◆ Brief: Your answer should consist only of the line with "- PT: pf5801-82-p2" and the lines after it, reproduced exactly through the end of the entries below.

◆ Given data:

Issue #32865, opened 2023-09-05
WordPress 6.4 compatibility


jeherve:
WordPress 6.4 is set to release on November 7, 2023.

- Planning: [make.wordpress.org/core/6-4](https://make.wordpress.org/core/6-4/)
- PT: pf5801-82-p2 

Let's use this issue to keep track of anything that may come up until then.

◆ The answer:
- PT: pf5801-82-p2 

Let's use this issue to keep track of anything that may come up until then.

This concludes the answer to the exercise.